Prompt →
Search the entries for the word "them". Copy each line in which it is found.

Data records →
PR #256, opened 2022-08-22
oop exercise - a-tiny-oop-world

expero1:
### OOP Exercise

[Demo](https://expero1.github.io/a-tiny-JS-world/) |
[Code base](https://github.com/expero1/a-tiny-JS-world/tree/using-oop)

Please, review.

### DIFF
--- a/submissions/expero1/oop-exercise/index.js
+++ b/submissions/expero1/oop-exercise/index.js
@@ -1,0 +1,105 @@
+/* Refer to https://github.com/OleksiyRudenko/a-tiny-JS-world for the task details
+   Complete the below for code reviewers' convenience:
+
+   Code repository: _put repo URL here_
+   Web app: _put project's github pages URL here_
+   */
+
+// ======== OBJECTS DEFINITIONS ========
+// Define your objects here
+
+class Habitat {
+  static SPECIES = { DOG: "dog", CAT: "cat", HUMAN: "human" };
+  static GENDER = { MALE: "male", FEMALE: "female" };
+  friends = [];
+  PROPS = ["species", "name", "gender", "legs", "saying"];
+  constructor(species, name, gender, legs, saying) {
+    this.species = species;
+    this.name = name;
+    this.gender = gender;
+    this.legs = legs;
+    this.saying = saying;
+  }
+
+  addFriend(habitat) {
+    if (!this.friends.includes(habitat)) {
+      this.friends.push(habitat);
+    }
+    if (!habitat.friends.includes(this)) {
+      habitat.friends.push(this);
+    }
+  }
+
+  toString() {
+    let propsKeys = this.PROPS.map((key) => {
+      return this[key];
+    });
+    let info = propsKeys.join("; ");
+    if (this.friends.length > 0) {
+      info += "; ";
+      let friendList = this.friends.reduce((list, friend) => {
+        list.push(friend.species + " " + friend.name);
+        return list;
+      }, []);
+
+      info += friendList.join(", ");
+    }
+    return info;
+  }
+}
+
+class Human extends Habitat {
+  constructor(name, gender, legs, hands, saying) {
+    super(Habitat.SPECIES.HUMAN, name, gender, legs, saying);
+    this.hands = hands;
+    this.PROPS.splice(this.PROPS.indexOf('legs'), 0, 'hands')
+    console.log(this.PROPS);
+  }
+}
+
+class Dog extends Habitat {
+  constructor(name, gender, legs, saying) {
+    super(Habitat.SPECIES.DOG, name, gender, legs, saying);
+  }
+}
+
+class Cat extends Habitat {
+  constructor(name, gender, legs, saying) {
+    super(Habitat.SPECIES.CAT, name, gender, legs, saying);
+  }
+}
+
+
+const dog = new Dog("Sharik", Habitat.GENDER.MALE, 4, "gav-gav!");
+const cat = new Cat("Murka", Habitat.GENDER.FEMALE, 4, "Myau");
+const man = new Human("Igor", Habitat.GENDER.MALE, 2, 2, "Hello, everebody!");
+const woman = new Human("Nata", Habitat.GENDER.FEMALE, 2, 2, "Hi. My name is Nata");
+
+
+dog.addFriend(cat);
+dog.addFriend(cat);
+man.addFriend(cat);
+man.addFriend(woman);
+
+// ======== OUTPUT ========
+[dog, cat, man, woman].forEach((habitat) => {
+  print(habitat);
+});
+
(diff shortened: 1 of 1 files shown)


submissions/expero1/oop-exercise/index.js
```diff
@@ -0,0 +1,105 @@
...
+    }
+    if (!habitat.friends.includes(this)) {
+      habitat.friends.push(this);
+    }
+  }
+
+  toString() {
+    let propsKeys = this.PROPS.map((key) => {
+      return this[key];
+    });
```
OleksiyRudenko, line 36: We do not need curly braces and `return` keyword when arrow function body has the return statement only.
```
.map((v) => {
  return a[v];
})

.map((v) => a[v])

.map(v => a[v]) // parentheses around arrow function params can also be omitted when parameters count is exactly and no destructuring involved. Also depends on teams' code style conventions

```

submissions/expero1/oop-exercise/index.js
```diff
@@ -0,0 +1,105 @@
...
+    let info = propsKeys.join("; ");
+    if (this.friends.length > 0) {
+      info += "; ";
+      let friendList = this.friends.reduce((list, friend) => {
+        list.push(friend.species + " " + friend.name);
+        return list;
+      }, []);
+
+      info += friendList.join(", ");
+    }
```
OleksiyRudenko, line 46: A use case for `Array#map`, as here we convert every single array element into correlating data. You won't need extra variable. `join` here would be perfectly chainable.

Also, if this conversion is done before `let info = propsKeys.join("; ");` and its result is made a part of `propKeys` array then `propsKeys.join("; ")` will join all array elements, including the list of friends.

Perhaps, you will be able to get rid of `info` variable as well.

submissions/expero1/oop-exercise/index.js
```diff
@@ -0,0 +1,105 @@
...
+  }
+
+  addFriend(habitat) {
+    if (!this.friends.includes(habitat)) {
+      this.friends.push(habitat);
+    }
+    if (!habitat.friends.includes(this)) {
+      habitat.friends.push(this);
+    }
+  }
```
OleksiyRudenko, line 31: Nice solution to make friends mutual.

submissions/expero1/oop-exercise/index.js
```diff
@@ -0,0 +1,105 @@
...
+   Code repository: _put repo URL here_
+   Web app: _put project's github pages URL here_
+   */
+
+// ======== OBJECTS DEFINITIONS ========
+// Define your objects here
+
+class Habitat {
+  static SPECIES = { DOG: "dog", CAT: "cat", HUMAN: "human" };
+  static GENDER = { MALE: "male", FEMALE: "female" };
```
OleksiyRudenko, line 13: Good decision to make domain-specific constants a static part of the root class.

submissions/expero1/oop-exercise/index.js
```diff
@@ -0,0 +1,105 @@
...
+    }
+    return info;
+  }
+}
+
+class Human extends Habitat {
+  constructor(name, gender, legs, hands, saying) {
+    super(Habitat.SPECIES.HUMAN, name, gender, legs, saying);
+    this.hands = hands;
+    this.PROPS.splice(this.PROPS.indexOf('legs'), 0, 'hands')
```
OleksiyRudenko, line 55: Child classes shouldn't rely on base class internals. Imagine, the hierarchy is big, split across files and someone is tasked to rename `legs` on the base class into something else. It will take time to find a bug.
Root class could provide mechanics to group any types of limbs, since we want them to stay close.
This would probably lead to treat compound object properties as a special case, just like friends that are a special case of array property.

OleksiyRudenko (changes requested):
@expero1 very well done!
We still can leverage specialized `Array` methods.
Also handling not own properties by classes (child's prop by base class and base class prop by child class or indirectly referring to them via harcoded values) is an anti-pattern. Solvable within OOP/SOLID paradigm.
Let me know if you want to take this challenge.

submissions/expero1/oop-exercise/index.js
expero1: Thank you for your comment. You are right, after the refactoring, the code is much cleaner and easier to read.

submissions/expero1/oop-exercise/index.js
expero1: Your truth. I must use the simplified syntax as it is easier to read. I try to accustom myself to it, but I do not always notice cases when it can be used.

submissions/expero1/oop-exercise/index.js
expero1: Thanks for the important note. I tried to do as you recommended. I hope it worked out exactly as you said. This is a very important experience for me in writing code. Since it is one thing to know the basics of a programming language. And it’s a completely different thing when you have to apply certain patterns and avoid typical mistakes that are now invisible, but in the future can lead to errors that will take a long time to look for. Thanks again, with your help I've gotten a little better at coding.

submissions/expero1/oop-exercise/index.js
expero1: Thanks.

submissions/expero1/oop-exercise/index.js
expero1: Thanks. I try to use this approach in my code because it allows for more controlled code with fewer bugs.

expero1:
Thank you. Your code review was very helpful and educational for me. I will try to further study the principles of SOLID in order to correctly apply them in practice.

submissions/expero1/oop-exercise/index.js
```diff
@@ -0,0 +1,123 @@
...
+   Web app: _put project's github pages URL here_
+   */
+
+// ======== OBJECTS DEFINITIONS ========
+// Define your objects here
+
+class Habitat {
+  static SPECIES = { DOG: "dog", CAT: "cat", HUMAN: "human" };
+  static GENDER = { MALE: "male", FEMALE: "female" };
+  static LIMBS = { HANDS: "hands", LEGS: "legs" };
```
OleksiyRudenko, line 14: Base class doesn't need to provide all sorts of limbs for all possible situations of child classes.
Why we cann't treat any limbs as any other properties like `species` or `name`?
If it is a shared property it is then defined at some shared (base) class. If a prop unique to a specific class so let that specific class define and handle that property.
Adding a class-specific property shouldn't affect any of its parents or children.
This what Open-Closed and encapsulation principles are.

OleksiyRudenko (changes requested):
@expero1 well done.
However we need to make properties handling OOP and SOLID compliant.
What if we want dozens of different types of limbs for different species? How cluttered the base class would become?

OleksiyRudenko:
Up

PR #259, opened 2022-08-22
Tiny js world

Tedzury:
### Tiny_JS_world

[Demo](https://tedzury.github.io/Tiny_JS_world/) |
[Code base](https://github.com/Tedzury/Tiny_JS_world)

Please, review.

### DIFF
--- a/submissions/Oleksii_Drohachov/Tiny_JS_world/index.js
+++ b/submissions/Oleksii_Drohachov/Tiny_JS_world/index.js
@@ -1,82 +1,58 @@
-/* Refer to https://github.com/OleksiyRudenko/a-tiny-JS-world for the task details
-   Complete the below for code reviewers' convenience:
+const dog = {
+  species: "dog",
+  name: "Barbos",
+  gender: "male",
+  legs: 4,
+  hands: 0,
+  saying: "gav-gav kaje pes",
+  friends: ["definitely everybody in the world !"],
+};
 
-   Code repository: _put repo URL here_
-   Web app: _put project's github pages URL here_
-   */
+const cat = {
+  species: "cat",
+  name: "Sonya",
+  gender: "female",
+  legs: 4,
+  hands: 0,
+  saying: "meow-meow, skinbag...",
+  friends: ["definitely nobody except her own slaves"],
+};
 
-// ======== OBJECTS DEFINITIONS ========
-// Define your objects here
-catsPhrase = "meow-meow skinbag";
+const man = {
+  species: "human",
+  name: "Oleksii",
+  gender: "male",
+  legs: 2,
+  hands: 2,
+  saying: "Wanna be frontend ninja in future!",
+  friends: ["Alex", "Victoria", "every lovely kottan on the course"],
+};
 
-const tinyWorldInhabitants = [
-  {
-    species: "dog",
-    name: "Barbos",
-    gender: "male",
-    legs: 4,
-    hands: 0,
-    saying: "gav-gav kaje pes",
-    friends: ["definitely everybody in the world !"],
-  },
-  {
-    species: "cat",
-    name: "Sonya",
-    gender: "female",
-    legs: 4,
-    hands: 0,
-    saying: catsPhrase,
-    friends: ["definitely nobody except her own slaves"],
-  },
-  {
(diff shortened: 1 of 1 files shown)


Tedzury:
Hello! Fixed using of object.values, replaced it for explicit list of values.  Humbly asking for review :)

submissions/Oleksii_Drohachov/Tiny_JS_world/index.js
```diff
@@ -0,0 +1,72 @@
...
+
+      for (let i = 0; i < outputArr.length; i++) {
+         if (Array.isArray(outputArr[i])) {
+            outputArr[i] = outputArr[i].join(', ')
+         }
+      }
+
+      const result = outputArr.join('; ');
+      
+      return result
```
OleksiyRudenko, line 65: (1) As a lazy peer developer tasked to add 20 more properties I'd like to those props names without need to write `obj.` every time.

(2) We can `.map` through array of initial data, whatever it is, converting arrays to strings

(3) As after (2) we have only strings and numbers in our array we can chain conversion `.map` with `.join`

(4) ...and finally we can have a single expression and do not need `result` variable.

submissions/Oleksii_Drohachov/Tiny_JS_world/index.js
```diff
@@ -0,0 +1,72 @@
...
+   }
+   
+   tinyWorldInhabitants.forEach( item => print(formOutput(item)));
+
+
+
+
```
OleksiyRudenko, line 72: Tune your IDE to keep one and only one empty line at the end of file.
Also use prettier.io plugin to do code formatting job for you.

OleksiyRudenko (changes requested):
@Tedzury good job! Let's polish it.
(1) use JS semicolons consistently across your codebase;
(2) see the comments below

Tedzury:
Good morning! Tried to fix my code, hope it's fine. 

To be honest, after an hour of tries to get it to work, I cheeted and looked up for finished works of my teemmates in kottans repo. The problem was in the print( ) function. I totally forgot that forEach( ) does not return anything, and desperately tried to return an array for me, to work further, but if I call print inside the forEach, I don't even need the array to form the output, just used join('; ').

Anyway, I'm sorry for that, shame on me :(

submissions/Oleksii_Drohachov/Tiny_JS_world/index.js
```diff
@@ -0,0 +1,101 @@
...
+  "saying",
+  "friends",
+];
+
+tinyWorldInhabitants.forEach((person) => {
+  print(
+    keys
+      .map((key) => {
+        if (Array.isArray(person[key])) {
+          person[key] = person[key].join(", ");
```
OleksiyRudenko, line 95: This way you change the person's property on spot. What if another fragment of code would like to treat the list differently? We only need this transformation be scoped exclusively for this fragment of code purpose.

You may leverage a ternary operator here. This will also eliminate need of `return` keyword and function body wrapping with `{}`

submissions/Oleksii_Drohachov/Tiny_JS_world/index.js
```diff
@@ -0,0 +1,101 @@
...
+    saying: "When will you bring the money to home, honey?",
+    friends: ["Natasha", "Katya", "Lada"],
+  },
+  {
+    species: "catWoman",
+    name: "Anjela",
+    gender: "female",
+    legs: 2,
+    hands: 2,
+    saying: catsPhrase,
```
OleksiyRudenko, line 55: This approach won't ensure catWoman's saying when cat's will change.
You do not need to fix this here. But you will need different approach when you are back to this JS World after the next task.

OleksiyRudenko (changes requested):
@Tedzury well done!
Let's polish it a bit.

Tedzury:
Good evening! Fixed all issues, changed 'if' for ternary operator, and set a cat as a prototype for catWoman, and for this reason slightly refactored array of characters, to set a proto.

Also want to thank you very much for everything you do for students with that course. I really appreciate that.

OleksiyRudenko (approved):
@Tedzury job well done!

Solution →
Root class could provide mechanics to group any types of limbs, since we want them to stay close.
Also handling not own properties by classes (child's prop by base class and base class prop by child class or indirectly referring to them via harcoded values) is an anti-pattern. Solvable within OOP/SOLID paradigm.
Thank you. Your code review was very helpful and educational for me. I will try to further study the principles of SOLID in order to correctly apply them in practice.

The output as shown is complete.